• **Exercise**: In the listing below, find the line with "feihongxu0824, line 21: why" and the line with "feihongxu0824, line 103: Why". Repeat those two lines and all lines between them exactly.

• **Supplied records**:
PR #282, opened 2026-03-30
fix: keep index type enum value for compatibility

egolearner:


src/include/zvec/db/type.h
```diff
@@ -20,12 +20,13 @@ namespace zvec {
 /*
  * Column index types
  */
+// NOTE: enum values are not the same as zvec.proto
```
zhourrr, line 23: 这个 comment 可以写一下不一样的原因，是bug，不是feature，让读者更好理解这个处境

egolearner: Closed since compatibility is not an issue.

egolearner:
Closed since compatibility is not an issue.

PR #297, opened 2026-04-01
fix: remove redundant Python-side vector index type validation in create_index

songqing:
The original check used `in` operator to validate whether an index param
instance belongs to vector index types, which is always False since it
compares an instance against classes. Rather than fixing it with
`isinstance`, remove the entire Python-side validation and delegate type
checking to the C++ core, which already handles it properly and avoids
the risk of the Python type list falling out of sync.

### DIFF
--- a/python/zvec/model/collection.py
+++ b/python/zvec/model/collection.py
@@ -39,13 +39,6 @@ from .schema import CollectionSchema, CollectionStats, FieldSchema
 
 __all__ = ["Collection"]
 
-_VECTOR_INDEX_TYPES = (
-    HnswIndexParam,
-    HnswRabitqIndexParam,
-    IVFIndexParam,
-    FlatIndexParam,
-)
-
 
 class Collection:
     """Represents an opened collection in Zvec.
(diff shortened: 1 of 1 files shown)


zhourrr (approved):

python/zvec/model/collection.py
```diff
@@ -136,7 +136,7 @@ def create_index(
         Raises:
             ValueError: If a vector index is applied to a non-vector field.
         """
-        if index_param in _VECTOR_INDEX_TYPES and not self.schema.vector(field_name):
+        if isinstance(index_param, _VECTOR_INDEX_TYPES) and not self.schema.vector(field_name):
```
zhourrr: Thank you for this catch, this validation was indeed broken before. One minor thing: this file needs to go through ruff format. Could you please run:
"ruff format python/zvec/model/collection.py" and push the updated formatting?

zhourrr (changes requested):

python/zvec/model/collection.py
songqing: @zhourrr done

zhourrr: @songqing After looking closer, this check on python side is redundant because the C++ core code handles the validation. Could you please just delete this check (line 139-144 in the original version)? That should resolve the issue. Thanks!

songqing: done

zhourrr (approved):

--

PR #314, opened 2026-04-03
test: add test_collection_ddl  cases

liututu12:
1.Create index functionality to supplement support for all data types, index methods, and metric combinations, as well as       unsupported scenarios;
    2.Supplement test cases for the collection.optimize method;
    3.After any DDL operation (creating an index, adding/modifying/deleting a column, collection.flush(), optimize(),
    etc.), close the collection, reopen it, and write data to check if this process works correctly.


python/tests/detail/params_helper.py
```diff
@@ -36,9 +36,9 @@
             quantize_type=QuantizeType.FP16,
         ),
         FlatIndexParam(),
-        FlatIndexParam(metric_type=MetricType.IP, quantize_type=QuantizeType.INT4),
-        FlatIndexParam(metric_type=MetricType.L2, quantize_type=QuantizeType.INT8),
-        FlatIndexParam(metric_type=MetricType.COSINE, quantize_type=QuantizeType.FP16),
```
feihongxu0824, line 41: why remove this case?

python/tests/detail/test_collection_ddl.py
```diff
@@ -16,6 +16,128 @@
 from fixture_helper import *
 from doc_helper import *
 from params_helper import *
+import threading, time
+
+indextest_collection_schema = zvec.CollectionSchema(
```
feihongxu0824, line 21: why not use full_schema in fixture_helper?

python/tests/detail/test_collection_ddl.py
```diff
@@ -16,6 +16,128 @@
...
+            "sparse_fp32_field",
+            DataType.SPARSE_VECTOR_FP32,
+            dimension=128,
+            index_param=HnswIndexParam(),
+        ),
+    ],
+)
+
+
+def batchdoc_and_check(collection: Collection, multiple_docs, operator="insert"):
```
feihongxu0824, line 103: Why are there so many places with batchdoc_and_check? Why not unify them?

• **Result**:
feihongxu0824, line 21: why not use full_schema in fixture_helper?

python/tests/detail/test_collection_ddl.py
```diff
@@ -16,6 +16,128 @@
...
+            "sparse_fp32_field",
+            DataType.SPARSE_VECTOR_FP32,
+            dimension=128,
+            index_param=HnswIndexParam(),
+        ),
+    ],
+)
+
+
+def batchdoc_and_check(collection: Collection, multiple_docs, operator="insert"):
```
feihongxu0824, line 103: Why are there so many places with batchdoc_and_check? Why not unify them?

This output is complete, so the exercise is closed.